# TASK TO COMPLETE
Tally the lines of the records below that include the word "pull", and write down only that tally.

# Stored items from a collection
______
PR #78, opened 2023-06-13
Add SLOs reports for local ssh IDE-154

mustard-mh:
## Related Issue(s)

Fixes [IDE-154](https://linear.app/gitpod/issue/IDE-154)

## Documentation

/hold

### DIFF
--- a/src/local-ssh/proxy.ts
+++ b/src/local-ssh/proxy.ts
@@ -14,6 +14,7 @@ import * as stream from 'stream';
 import { ILogService } from '../services/logService';
 import { TelemetryService } from './telemetryService';
 import { ITelemetryService, UserFlowTelemetryProperties } from '../common/telemetry';
+import { LocalSSHMetricsReporter } from '../services/localSSHMetrics';
 
 // This public key is safe to be public since we only use it to verify local-ssh connections.
 const HOST_KEY = 'LS0tLS1CRUdJTiBQUklWQVRFIEtFWS0tLS0tCk1JR0hBZ0VBTUJNR0J5cUdTTTQ5QWdFR0NDcUdTTTQ5QXdFSEJHMHdhd0lCQVFRZ1QwcXg1eEJUVmc4TUVJbUUKZmN4RXRZN1dmQVVsM0JYQURBK2JYREsyaDZlaFJBTkNBQVJlQXo0RDVVZXpqZ0l1SXVOWXpVL3BCWDdlOXoxeApvZUN6UklqcGdCUHozS0dWRzZLYXV5TU5YUm95a21YSS9BNFpWaW9nd2Vjb0FUUjRUQ2FtWm1ScAotLS0tLUVORCBQUklWQVRFIEtFWS0tLS0tCg==';
@@ -77,6 +78,7 @@ class WebSocketSSHProxy {
     constructor(
         private readonly options: ClientOptions,
         private readonly telemetryService: ITelemetryService,
+        private readonly metricsReporter: LocalSSHMetricsReporter,
         private readonly logService: ILogService
     ) {
         this.flow = {
@@ -249,6 +251,7 @@ class WebSocketSSHProxy {
     }
 
     async sendUserStatusFlow(status: 'connected' | 'connecting' | 'failed') {
+        this.metricsReporter.reportConnectionStatus(status, this.flow.failureCode);
         this.telemetryService.sendUserFlowStatus(status, this.flow);
     }
 
@@ -292,7 +295,9 @@ const telemetryService = new TelemetryService(
     logService
 );
 
-const proxy = new WebSocketSSHProxy(options, telemetryService, logService);
+const metricsReporter = new LocalSSHMetricsReporter(options.host);
+
+const proxy = new WebSocketSSHProxy(options, telemetryService, metricsReporter, logService);
 proxy.start().catch(() => {
     // Noop, catch everything in start method pls
 });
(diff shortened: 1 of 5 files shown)


mustard-mh:
Metric report of `local_ssh_config` and `ping` ✅ 
|Succeed|Failure|
|:-:|:-:|
|image|image|


Metric report of `local_ssh` ✅ 
|Succeed|Failure|
|:-:|:-:|
|image|image|

src/services/telemetryService.ts
```diff
@@ -71,12 +71,9 @@ export class TelemetryService extends Disposable implements ITelemetryService {
 	private getSegmentAnalyticsClient(gitpodHost: string, segmentKey: string): Analytics | undefined {
 		const serviceUrl = new URL(gitpodHost);
 		if (this.analitycsClients.has(serviceUrl.host)) {
-			return this.analitycsClients.get(serviceUrl.host)!;
+			return this.analitycsClients.get(serviceUrl.host);
 		}
 		const client = createSegmentAnalyticsClient({ writeKey: segmentKey }, gitpodHost, this.logService);
-		if (!client) {
```
mustard-mh, line 77: Fix nit problem that it will always try to `createSegmentAnalyticsClient` if map is not set. Then for dedicated, it will log error https://github.com/gitpod-io/gitpod-vscode-desktop/blob/18f8a32f3b2d878acec979a03add53015121b1d6/src/common/telemetry.ts#L56

src/services/localSSHMetrics.ts
```diff
@@ -0,0 +1,37 @@
...
+
+    constructor(
+        gitpodHost: string,
+        private readonly logService: ILogService,
+    ) {
+        const serviceUrl = new URL(gitpodHost);
+        this.metricsHost = `ide.${serviceUrl.hostname}`;
+    }
+
+    reportConfigStatus(status: 'success' | 'failure', failureCode?: string) {
```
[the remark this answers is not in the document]
mustard-mh: Addressed. But can be 💄 as it should inside `addCounter`

src/services/localSSHMetrics.ts
```diff
@@ -0,0 +1,61 @@
...
+        this.metricsHost = `ide.${serviceUrl.hostname}`;
+        this._gitpodHost = host;
+    }
+
+    get gitpodHost(): string {
+        return this._gitpodHost;
+    }
+
+    async reportConfigStatus(gitpodHost: string, status: 'success' | 'failure', failureCode?: string): Promise<void> {
+        if (gitpodHost !== this.gitpodHost) {
```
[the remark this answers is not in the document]
akosyakov: or would hostservice always rely on remote window host despite setting already?

src/common/patchFetch.ts
jeanp413, line 1: revert this, as the comment says this is only need in the extension for connect library, in proxy just import `fetch` module

src/services/localSSHMetrics.ts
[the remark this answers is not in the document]
mustard-mh: Addressed 👍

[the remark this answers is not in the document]
mustard-mh: We always get gitpodHost from `hostService`, so it's alright then (will be better until we have multiple host supporting)

src/common/patchFetch.ts
mustard-mh: Then I need two files to make it work in proxy.ts. one to use global fetch (extension.ts), one to import fetch (proxy.ts).

So just keep it? @jeanp413

src/services/localSSHService.ts
```diff
@@ -107,6 +113,7 @@ export class LocalSSHService extends Disposable implements ILocalSSHService {
                 await this.configureSettings(locations);
             });
 
+            this.metricsReporter.reportConfigStatus(this.hostService.gitpodHost, 'success');
```
akosyakov, line 116: `this.flow.gitpodHost` ? and the same below

src/services/localSSHService.ts
```diff
@@ -75,6 +79,7 @@ export class LocalSSHService extends Disposable implements ILocalSSHService {
     async extensionServerReady(): Promise<boolean> {
         try {
             await canExtensionServiceServerWork();
+            this.metricsReporter.reportPingExtensionStatus(this.hostService.gitpodHost, 'success');
```
akosyakov, line 82: should not we pull out flow at the begging of the method and then use `flow.gitpodHost` and below as well

src/local-ssh/proxy.ts
```diff
@@ -249,6 +252,9 @@ class WebSocketSSHProxy {
     }
 
     async sendUserStatusFlow(status: 'connected' | 'connecting' | 'failed') {
+        this.metricsReporter.reportConnectionStatus(this.options.host, status, this.flow.failureCode).catch(_e => {
```
akosyakov, line 255: `this.flow.gitpodHost`?

mustard-mh: They are the same

src/common/patchFetch.ts
jeanp413: nope just import `fetch` in common/* files

src/local-ssh/proxy.ts
mustard-mh: Alright, good if we keep use gitpodHost from flow everywhere

akosyakov: true, within the proxy it cannot vary within the same process?

mustard-mh: > within the proxy it cannot vary within the same process?

Yes, `gitpodHost` in proxy.ts is passed by ssh proxy command itself which is constant in one proxy process

PR #110, opened 2017-03-24
kubernetes: add complete set of manifests

brancz:
With kubernetes 1.6 RBAC is enabled by default, so we should make sure that the manifests provided here follow the best practice. Therefore I added a full set of manifests from ServiceAccount, over Roles and Deployment so a user can really just do: `kubectl apply -f kubernetes/` to deploy on 1.6.

This uses the v1alpha1 objects of the RBAC API, which is still present in 1.6 but it likely subject for removal in following releases. But for now they still work, so once there is a stable release of 1.6 we can change these to the v1beta1 objects. For the time being these objects are compatible with 1.5 clusters as well.

@piosz @fabxc @mxinden

---
This change is [Reviewable](https://reviewable.kubernetes.io/reviews/kubernetes/kube-state-metrics/110)


kubernetes/kube-state-metrics-service.yaml
```diff
@@ -1,15 +1,16 @@
 apiVersion: v1
 kind: Service
 metadata:
-  annotations:
-    prometheus.io/scrape: 'true'
```
deads2k: The readme says this exists.  I don't know why, but its there.

kubernetes/kube-state-metrics-cluster-role.yaml
```diff
@@ -8,6 +8,7 @@ rules:
   - nodes
   - pods
   - resourcequotas
+  - replicationcontrollers
   verbs: ["list", "watch"]
 - apiGroups: ["extensions"]
```
deads2k: Deployments also exists in `apps` now. No need to be this pull, but you're likely to transition at some point.  For some period (if you support both), you can list both in your role

kubernetes/kube-state-metrics-cluster-role-binding.yaml
```diff
@@ -0,0 +1,12 @@
...
+metadata:
+  name: kube-state-metrics
+roleRef:
+  apiGroup: rbac.authorization.k8s.io
+  kind: ClusterRole
+  name: kube-state-metrics
+subjects:
+- kind: ServiceAccount
+  name: kube-state-metrics
+  namespace: kube-system
```
deads2k: This makes the resources it's provisioning for only valid in the `kube-system` namespace.  Including the namespace in the other resources may save you questions later.

deads2k:
The role looks good and using a specific service account is great.

kubernetes/kube-state-metrics-cluster-role.yaml
brancz: Currently we [explicitly use](https://github.com/kubernetes/kube-state-metrics/blob/042a59eb73005b30f506f312f01da7a88988c315/deployment.go#L90) the extensions API. But I wasn't aware of this so thanks for the heads up!

kubernetes/kube-state-metrics-cluster-role-binding.yaml
brancz: Good point! Will adapt.

kubernetes/kube-state-metrics-service.yaml
brancz: True, I'll add this back. It seems that the community has moved away from this use, but if not present it may confuse users who do expect it.

brancz: readded

kubernetes/kube-state-metrics-cluster-role-binding.yaml
brancz: adapted

brancz:
Addressed your comments @deads2k also added a readiness check.

deads2k:
permissions bits lgtm.

piosz:
Thanks @deads2k for the review!

fabxc:
👍

PR #117, opened 2017-03-29
fix start_time in kube_pod_info

zouyee:
@brancz hi,I found start_time label of kube_pod_info in readme that is not be implemented.

This change is [Reviewable](https://reviewable.kubernetes.io/reviews/kubernetes/kube-state-metrics/117)

### DIFF
--- a/Documentation/node-metrics.md
+++ b/Documentation/node-metrics.md
@@ -3,6 +3,7 @@
 | Metric name| Metric type | Labels/tags |
 | ---------- | ----------- | ----------- |
 | kube_node_info | Gauge | `node`=&lt;node-address&gt; <br> `kernel_version`=&lt;kernel-version&gt; <br> `os_image`=&lt;os-image-name&gt; <br> `container_runtime_version`=&lt;container-runtime-and-version-combination&gt; <br> `kubelet_version`=&lt;kubelet-version&gt; <br> `kubeproxy_version`=&lt;kubeproxy-version&gt; |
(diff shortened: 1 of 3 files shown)


zouyee:
gentle ping @brancz

brancz:
I'm wondering what kind of a query/alert you would want to do with this as it should be equivalent to the first samples through scraping.

pod.go
```diff
@@ -191,8 +191,12 @@ func (pc *podCollector) collectPod(ch chan<- prometheus.Metric, p v1.Pod) {
 	addCounter := func(desc *prometheus.Desc, v float64, lv ...string) {
 		addConstMetric(desc, prometheus.CounterValue, v, lv...)
 	}
+	for _, containerStatus := range p.Status.Conditions {
+		if containerStatus.Type == "Initialized" {
+			addGauge(descPodInfo, 1, p.Status.HostIP, p.Status.PodIP, containerStatus.LastTransitionTime.String(), nodeName, extractCreatedBy(p.Annotations))
```
andyxning: @zouyee 

* Does the `Initialized` status indicates that the pod has started?
* IIUC, there should only be one `Initialized` condition, so we can `break` once we find it.

andyxning: According to [client-go](https://github.com/kubernetes/client-go/blob/master/pkg/api/types.go#L1684-L1688),
`Initialized` indicates that `all init containers in the pod have started successfully`. `Ready` represents that `the pod is able to service requests and should be added to the load balancing pools of all matching services'.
______
# ANSWER SPACE
2